[Stored items]
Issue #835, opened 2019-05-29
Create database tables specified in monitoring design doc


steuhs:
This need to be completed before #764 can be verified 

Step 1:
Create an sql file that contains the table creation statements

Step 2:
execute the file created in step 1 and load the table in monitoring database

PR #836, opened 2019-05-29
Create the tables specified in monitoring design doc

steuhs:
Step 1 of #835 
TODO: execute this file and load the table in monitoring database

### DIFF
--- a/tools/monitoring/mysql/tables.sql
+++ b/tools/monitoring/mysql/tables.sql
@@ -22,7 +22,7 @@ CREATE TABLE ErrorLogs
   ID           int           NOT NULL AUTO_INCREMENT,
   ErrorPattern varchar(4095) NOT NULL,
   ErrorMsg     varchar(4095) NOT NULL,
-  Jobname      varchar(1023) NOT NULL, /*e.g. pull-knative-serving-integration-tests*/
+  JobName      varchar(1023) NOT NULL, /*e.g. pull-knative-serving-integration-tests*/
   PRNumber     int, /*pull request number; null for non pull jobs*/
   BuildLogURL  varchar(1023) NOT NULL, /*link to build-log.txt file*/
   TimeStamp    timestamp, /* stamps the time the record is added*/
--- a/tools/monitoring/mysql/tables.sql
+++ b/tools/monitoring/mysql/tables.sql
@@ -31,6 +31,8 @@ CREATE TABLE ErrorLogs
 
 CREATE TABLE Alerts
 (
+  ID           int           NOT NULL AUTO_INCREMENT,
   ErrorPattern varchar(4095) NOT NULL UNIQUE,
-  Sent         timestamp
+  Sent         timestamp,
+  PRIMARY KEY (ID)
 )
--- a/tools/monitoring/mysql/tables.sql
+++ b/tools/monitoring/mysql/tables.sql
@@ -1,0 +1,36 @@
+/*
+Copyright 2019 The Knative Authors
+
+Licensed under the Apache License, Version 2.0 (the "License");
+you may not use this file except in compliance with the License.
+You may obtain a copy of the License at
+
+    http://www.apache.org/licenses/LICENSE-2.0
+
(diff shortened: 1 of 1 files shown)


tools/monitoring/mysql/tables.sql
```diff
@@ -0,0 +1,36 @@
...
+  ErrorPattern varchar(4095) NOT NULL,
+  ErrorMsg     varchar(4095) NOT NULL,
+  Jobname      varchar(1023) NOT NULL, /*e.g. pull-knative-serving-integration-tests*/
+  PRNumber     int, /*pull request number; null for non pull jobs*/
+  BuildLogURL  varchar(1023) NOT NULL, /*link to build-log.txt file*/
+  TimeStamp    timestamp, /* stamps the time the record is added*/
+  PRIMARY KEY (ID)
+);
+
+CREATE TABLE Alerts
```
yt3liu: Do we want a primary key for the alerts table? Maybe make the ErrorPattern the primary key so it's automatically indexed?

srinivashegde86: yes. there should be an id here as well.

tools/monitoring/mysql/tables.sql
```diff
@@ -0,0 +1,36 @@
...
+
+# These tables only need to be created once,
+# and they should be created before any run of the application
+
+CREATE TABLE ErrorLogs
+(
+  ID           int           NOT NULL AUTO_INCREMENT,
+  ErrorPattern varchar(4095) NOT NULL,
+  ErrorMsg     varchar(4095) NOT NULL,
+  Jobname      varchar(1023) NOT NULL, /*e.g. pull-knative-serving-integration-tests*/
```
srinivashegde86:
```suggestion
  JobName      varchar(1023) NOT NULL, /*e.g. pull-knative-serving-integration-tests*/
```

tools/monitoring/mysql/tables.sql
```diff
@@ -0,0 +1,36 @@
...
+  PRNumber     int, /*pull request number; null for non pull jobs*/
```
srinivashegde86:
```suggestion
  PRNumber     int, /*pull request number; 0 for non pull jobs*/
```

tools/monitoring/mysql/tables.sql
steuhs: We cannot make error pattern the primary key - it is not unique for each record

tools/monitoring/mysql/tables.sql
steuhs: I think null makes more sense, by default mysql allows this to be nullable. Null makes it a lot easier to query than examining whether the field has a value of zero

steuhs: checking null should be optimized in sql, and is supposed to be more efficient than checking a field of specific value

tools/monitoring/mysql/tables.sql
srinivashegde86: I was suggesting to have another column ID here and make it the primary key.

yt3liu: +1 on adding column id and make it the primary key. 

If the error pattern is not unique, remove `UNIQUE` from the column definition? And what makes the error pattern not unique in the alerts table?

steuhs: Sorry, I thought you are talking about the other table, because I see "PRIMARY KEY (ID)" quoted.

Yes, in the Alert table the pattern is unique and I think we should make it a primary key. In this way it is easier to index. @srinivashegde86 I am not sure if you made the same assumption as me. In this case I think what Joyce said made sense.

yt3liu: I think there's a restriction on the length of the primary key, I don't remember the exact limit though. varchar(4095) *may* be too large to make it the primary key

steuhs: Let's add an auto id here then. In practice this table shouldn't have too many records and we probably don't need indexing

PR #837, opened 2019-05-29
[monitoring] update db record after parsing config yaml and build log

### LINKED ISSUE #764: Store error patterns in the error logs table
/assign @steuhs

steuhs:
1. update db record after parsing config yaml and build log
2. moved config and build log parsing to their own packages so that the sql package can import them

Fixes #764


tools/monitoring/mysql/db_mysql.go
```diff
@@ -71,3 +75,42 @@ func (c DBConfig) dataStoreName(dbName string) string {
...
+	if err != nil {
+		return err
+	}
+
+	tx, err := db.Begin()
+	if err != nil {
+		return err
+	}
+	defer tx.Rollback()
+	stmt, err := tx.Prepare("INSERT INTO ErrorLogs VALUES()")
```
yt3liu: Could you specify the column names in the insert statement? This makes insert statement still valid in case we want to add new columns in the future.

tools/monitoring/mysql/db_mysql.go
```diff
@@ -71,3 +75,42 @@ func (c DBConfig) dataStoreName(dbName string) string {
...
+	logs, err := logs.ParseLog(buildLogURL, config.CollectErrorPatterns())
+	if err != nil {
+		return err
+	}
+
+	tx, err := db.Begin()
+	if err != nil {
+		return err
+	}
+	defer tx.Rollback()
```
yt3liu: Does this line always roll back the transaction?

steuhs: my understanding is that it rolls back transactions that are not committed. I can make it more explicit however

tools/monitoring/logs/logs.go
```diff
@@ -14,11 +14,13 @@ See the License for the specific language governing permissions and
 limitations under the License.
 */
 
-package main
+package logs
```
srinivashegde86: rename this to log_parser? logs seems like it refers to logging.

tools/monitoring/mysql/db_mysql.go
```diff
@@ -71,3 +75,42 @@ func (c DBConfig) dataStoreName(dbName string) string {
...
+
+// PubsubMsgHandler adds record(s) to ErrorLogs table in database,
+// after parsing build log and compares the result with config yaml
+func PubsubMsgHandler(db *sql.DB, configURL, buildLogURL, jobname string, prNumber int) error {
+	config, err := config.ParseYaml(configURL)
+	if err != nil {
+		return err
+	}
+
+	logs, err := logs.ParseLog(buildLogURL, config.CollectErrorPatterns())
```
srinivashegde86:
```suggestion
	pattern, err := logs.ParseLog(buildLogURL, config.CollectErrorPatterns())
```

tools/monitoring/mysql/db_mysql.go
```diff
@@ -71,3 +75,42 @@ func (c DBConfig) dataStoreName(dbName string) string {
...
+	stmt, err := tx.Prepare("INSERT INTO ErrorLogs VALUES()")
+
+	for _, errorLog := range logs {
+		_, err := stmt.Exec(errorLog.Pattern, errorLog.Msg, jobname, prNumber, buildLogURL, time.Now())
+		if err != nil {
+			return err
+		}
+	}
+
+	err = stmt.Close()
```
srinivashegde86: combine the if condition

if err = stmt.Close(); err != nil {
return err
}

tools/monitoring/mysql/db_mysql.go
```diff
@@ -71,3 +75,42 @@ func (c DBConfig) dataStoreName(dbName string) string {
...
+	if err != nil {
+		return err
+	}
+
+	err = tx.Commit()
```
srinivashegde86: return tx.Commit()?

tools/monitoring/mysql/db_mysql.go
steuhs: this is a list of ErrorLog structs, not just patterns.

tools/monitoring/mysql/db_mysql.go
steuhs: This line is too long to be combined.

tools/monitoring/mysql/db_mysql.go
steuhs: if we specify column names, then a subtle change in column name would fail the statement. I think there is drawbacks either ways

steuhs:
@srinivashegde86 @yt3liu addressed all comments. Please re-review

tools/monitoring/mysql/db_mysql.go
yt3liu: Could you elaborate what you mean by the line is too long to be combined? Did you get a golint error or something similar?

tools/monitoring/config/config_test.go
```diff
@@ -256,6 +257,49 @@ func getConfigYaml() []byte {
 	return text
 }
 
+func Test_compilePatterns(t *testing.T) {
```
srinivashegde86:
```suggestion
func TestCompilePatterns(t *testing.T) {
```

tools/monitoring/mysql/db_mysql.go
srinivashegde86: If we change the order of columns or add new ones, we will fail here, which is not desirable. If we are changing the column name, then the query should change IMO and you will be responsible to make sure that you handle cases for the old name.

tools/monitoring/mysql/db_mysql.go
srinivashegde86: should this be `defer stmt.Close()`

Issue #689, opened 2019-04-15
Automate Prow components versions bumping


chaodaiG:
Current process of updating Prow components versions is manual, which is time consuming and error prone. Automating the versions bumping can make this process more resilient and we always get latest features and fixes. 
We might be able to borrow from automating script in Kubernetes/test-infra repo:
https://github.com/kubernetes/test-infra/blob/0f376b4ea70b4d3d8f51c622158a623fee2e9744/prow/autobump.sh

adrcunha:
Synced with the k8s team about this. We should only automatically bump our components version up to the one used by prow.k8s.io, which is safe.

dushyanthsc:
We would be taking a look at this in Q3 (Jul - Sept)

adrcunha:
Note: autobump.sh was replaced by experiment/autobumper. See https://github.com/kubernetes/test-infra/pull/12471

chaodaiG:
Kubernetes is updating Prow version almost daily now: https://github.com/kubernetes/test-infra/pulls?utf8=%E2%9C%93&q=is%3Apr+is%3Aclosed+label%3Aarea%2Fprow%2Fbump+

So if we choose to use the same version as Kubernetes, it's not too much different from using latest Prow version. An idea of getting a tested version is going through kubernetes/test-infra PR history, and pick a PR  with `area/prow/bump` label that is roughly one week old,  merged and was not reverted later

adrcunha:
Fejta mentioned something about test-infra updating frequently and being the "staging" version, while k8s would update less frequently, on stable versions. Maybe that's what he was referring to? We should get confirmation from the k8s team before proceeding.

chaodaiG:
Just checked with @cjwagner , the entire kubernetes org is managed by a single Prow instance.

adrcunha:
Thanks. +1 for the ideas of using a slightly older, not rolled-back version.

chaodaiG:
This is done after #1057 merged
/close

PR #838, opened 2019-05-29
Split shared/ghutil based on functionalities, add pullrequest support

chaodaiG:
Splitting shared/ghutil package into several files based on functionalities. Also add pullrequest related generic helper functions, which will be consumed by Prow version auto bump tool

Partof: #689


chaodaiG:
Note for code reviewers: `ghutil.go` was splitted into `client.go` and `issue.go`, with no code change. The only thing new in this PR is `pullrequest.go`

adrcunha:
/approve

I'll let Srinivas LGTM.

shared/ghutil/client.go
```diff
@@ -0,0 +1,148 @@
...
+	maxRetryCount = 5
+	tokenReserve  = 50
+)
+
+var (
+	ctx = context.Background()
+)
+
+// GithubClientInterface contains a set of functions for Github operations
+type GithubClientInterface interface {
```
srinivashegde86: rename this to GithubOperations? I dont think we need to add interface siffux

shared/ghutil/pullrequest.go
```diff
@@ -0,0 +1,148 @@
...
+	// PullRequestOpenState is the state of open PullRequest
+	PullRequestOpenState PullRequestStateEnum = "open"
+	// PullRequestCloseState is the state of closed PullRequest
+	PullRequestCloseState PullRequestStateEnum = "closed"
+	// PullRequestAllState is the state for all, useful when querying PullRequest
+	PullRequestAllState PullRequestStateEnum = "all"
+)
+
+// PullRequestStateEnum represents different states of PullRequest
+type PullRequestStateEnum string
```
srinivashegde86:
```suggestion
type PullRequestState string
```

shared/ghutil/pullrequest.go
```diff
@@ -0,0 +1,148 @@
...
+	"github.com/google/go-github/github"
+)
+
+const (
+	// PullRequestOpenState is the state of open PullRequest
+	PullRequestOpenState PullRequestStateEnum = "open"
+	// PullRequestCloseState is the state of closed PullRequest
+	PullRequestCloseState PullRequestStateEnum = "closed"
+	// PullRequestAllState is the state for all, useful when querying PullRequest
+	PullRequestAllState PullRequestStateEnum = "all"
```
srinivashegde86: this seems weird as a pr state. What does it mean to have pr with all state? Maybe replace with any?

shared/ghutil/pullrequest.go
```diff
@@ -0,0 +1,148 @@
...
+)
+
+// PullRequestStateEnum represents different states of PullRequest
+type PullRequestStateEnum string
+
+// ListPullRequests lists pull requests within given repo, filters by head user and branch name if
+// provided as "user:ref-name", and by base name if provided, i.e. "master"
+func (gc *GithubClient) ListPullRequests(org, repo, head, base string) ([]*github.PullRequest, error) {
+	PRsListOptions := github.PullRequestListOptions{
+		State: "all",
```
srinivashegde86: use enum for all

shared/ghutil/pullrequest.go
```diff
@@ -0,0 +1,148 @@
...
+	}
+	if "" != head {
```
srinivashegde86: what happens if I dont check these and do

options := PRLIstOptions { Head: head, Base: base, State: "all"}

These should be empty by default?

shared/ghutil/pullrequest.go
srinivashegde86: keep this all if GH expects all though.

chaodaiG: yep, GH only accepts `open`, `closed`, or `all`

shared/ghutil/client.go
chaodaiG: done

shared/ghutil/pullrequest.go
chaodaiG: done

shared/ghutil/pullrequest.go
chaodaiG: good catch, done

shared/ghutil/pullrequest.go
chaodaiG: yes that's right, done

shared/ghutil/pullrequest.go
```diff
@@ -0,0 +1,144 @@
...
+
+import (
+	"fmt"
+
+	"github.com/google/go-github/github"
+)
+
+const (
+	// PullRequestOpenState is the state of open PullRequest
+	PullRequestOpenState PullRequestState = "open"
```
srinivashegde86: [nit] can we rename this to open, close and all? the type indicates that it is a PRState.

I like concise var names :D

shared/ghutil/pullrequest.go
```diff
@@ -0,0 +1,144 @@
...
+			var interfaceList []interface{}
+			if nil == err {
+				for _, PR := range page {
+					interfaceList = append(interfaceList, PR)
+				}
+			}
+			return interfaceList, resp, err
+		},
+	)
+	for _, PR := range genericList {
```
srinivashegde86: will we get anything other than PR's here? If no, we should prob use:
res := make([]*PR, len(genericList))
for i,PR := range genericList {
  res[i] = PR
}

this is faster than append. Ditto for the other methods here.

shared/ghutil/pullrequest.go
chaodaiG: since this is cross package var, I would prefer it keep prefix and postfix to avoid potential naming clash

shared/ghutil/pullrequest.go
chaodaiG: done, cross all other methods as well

**Work request:**
The answer is every line in the data where the word "ListPullRequests" appears.

**Result:**
+// ListPullRequests lists pull requests within given repo, filters by head user and branch name if
+func (gc *GithubClient) ListPullRequests(org, repo, head, base string) ([]*github.PullRequest, error) {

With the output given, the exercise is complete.